On October 2, 1429, the Hungarian king and the Roman emperor Sigismund of Luxembourg nominated Udvard as a city with the name-Fairground town Big Udvard. In 1462 the Udvard-district was created with Udvard as its seat. In 1441 Udvard got a broadsword-law from the king. Into Udvard-district, which expanded as far as rivers Danube and Váh flowed, and included 23 settlements and 11 manors. The district dissolved in 1923. Turkish oppression brought great suffering to Udvard. Early in 1530, Turkish armies attacked the city. These attacks repeated with destruction, robbery, killing and deportation until 1533. In 1550 the city suffered another attack, and from 1572 to 1685 August the city was under Turkish occupation. Udvard was one of many cities and towns that were mostly or fully victims of the Turkish destruction.

After the expulsion of the Turkish armies, part of the population returned to Udvard, the other part of the population, new settlers, came from northern Germany.

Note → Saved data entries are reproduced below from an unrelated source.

Issue #792, opened 2017-02-24
Add custom "code:" section to machine configs


toomanybrians:
This is to replace "scriptlets" (which is a dumb name). I guess there's no real need to get rid of scriptlets, since they don't hurt anything, but we should add a `code:` section to the machine config, users add their custom code in via `module.Class`, and put their modules in their machine folder's `code` folder and we call their constructor and just pass the machine.

PR #1148, opened 2018-04-24
rename scriptlets to custom_code. fix #931

### LINKED ISSUE #931: Load scriptlets from any folder, change to "code"
Currently scriptlets need to be loaded from a machine's "scriptlets" folder. I want to change it so they can be loaded from anywhere. Rationale is the term "scriptlet" is sort of weird and suggests that custom code is some kind of hack or script and not a "real" MPF thing.

In the config file, I want to change the `scriptlets:` section to `code:`, and then it can be a list of
modules (from the machine root) and classes or methods. e.g.

```
code:
  code.my_custom_code.Foo
  code.some_other_code.some_func
```

The first would be the `Foo` class in the machine folder's `code/my_custom_code.py` module, and the second would be the `some_func` function in `code/some_other_code.py`

I'm thinking maybe we can inspect to see if the link is to a class or method, and if it's a class we create an instance of it, and if it's a method, we call it? In both cases we can pass the machine reference.

We can also save a reference to whatever is returned in a custom_code dict or something (just to keep it alive), and of course the person writing the code can do whatever they want if they want to refer to it differently.

jabdoa2:


jabdoa2:
also fixed #792

PR #1160, opened 2018-05-01
call related handlers first

jabdoa2:


qcapen (approved):
Looks good.  This fixes some race conditions?  So events that are created in handlers are processed first (prior to calling the next handler), regardless of priority. Does that cause any other strange side effects or design considerations?

jabdoa2:
I always thought it would work that way but it did not. Does not cause any races with ball devices. Without this its hard to design logic using logic blocks because two concurrent switch hits will trigger logic concurrently before any disable_events from the other block (see my test)

Issue #1177, opened 2018-05-15
Add configuration option to log in JSON format 


muffler-aus:
It would be nice to have JSON logging to enable better search filtering using tools like Splunk/ElasticSearch. I have created a patch that will give the -j command line option to enable JSON logging. Im not sure if this is the way you would like to have this option exposed but I guess with this issue and a PR we can start a conversation about how you would like it done.

jabdoa2:
contained in 0.50.9

jabdoa2:
this has been merged

PR #1178, opened 2018-05-15
Issue1177 - Added support for JSON logging via --json-logging command line option

muffler-aus:
Initial PR to allow JSON logging as per https://github.com/missionpinball/mpf/issues/1177


jabdoa2:
awesome! thanks!

PR #1183, opened 2018-05-29
Allow list of flashers as light value

avanwinkle:
This PR adds functionality to `flasher_player` to support a list of lights as the target. The iteration was copied directly from `light_player` and brings the two players to parity.

Without this fix, using a list of lights in `flasher_player` (or as show tokens for it) throws a KeyError. This is presumed to be a bug, since the expectation is that `flasher_player` will behave like other players.


jabdoa2:
Good one. Thanks!

PR #1199, opened 2018-07-09
Support for ‘—no-sound’ argument (required for corresponding MC update)

avanwinkle:
This is the sibling PR for https://github.com/missionpinball/mpf-mc/pull/340 to allow `--no-sound` as a command line argument.

This exists because of the dependency on arguments when using `mpf both`, but only MC actually cares about the new arg.


jabdoa2:
+1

In 1771 the parish was handed over, and became the municipality's oldest building. In 1776 they completed the Roman Catholic church, in baroque style. It was demolished by Turkish troops. The church became a cultural monument. In the 19th century, Udvard started prospering. On December 16, 1850 the first train passed through Udvard on the new track from Bratislava to Budapest. In 1860 they sanctified the well-known Calvary, which was initiated and organized by Adolf Majthényi. When World War I ended, after the Austro-Hungarian monarchy collapsed and after the Paris Peace Conference in 1919, Udvard became part of the newly established Czechoslovakia. According to the First Vienna Award on November 8, 1938, Udvard was attached to Hungary. This condition lasted until March 29, 1945, when Udvard again became part of Czechoslovakia.

== Population ==

It has a population of  people (31 December ).

Population statistic (10 years)
| Year | 1995 | 2005 | 2015 | 2025 |
|---|---|---|---|---|
| Count | 5032 | 5115 | 5131 | 4955 |
| Difference |  | +1.64% | +0.31% | −3.43% |

Population statistic
| Year | 2024 | 2025 |
|---|---|---|
| Count | 4979 | 4955 |
| Difference |  | −0.48% |

=== Ethnicity ===

Census 2021 (1+ %)
| Ethnicity | Number | Fraction |
| Hungarian | 2767 | 55.35% |
| Slovak | 1872 | 37.44% |
| Not found out | 648 | 12.96% |
| Total | 4999 |

=== Religion ===

According to the 2011 census, the municipality had 5,164 inhabitants. 3,208 Hungarians, 1,550 Slovaks, 36 Roma, 10 Czechs and 360 others and unspecified.

Census 2021 (1+ %)
| Religion | Number | Fraction |
| Roman Catholic Church | 3470 | 69.41% |
| None | 681 | 13.62% |
| Not found out | 601 | 12.02% |
| Evangelical Church | 88 | 1.76% |
| Total | 4999 |

==Infrastructure==
The village has a public library, a DVD rental store, and a gym. It is the home of Ovocinárske družstvo OVD Dvory nad Žitavou, a fruit orchard. It is the biggest producer of apples, peaches, plums, cherries, and strawberries in the region.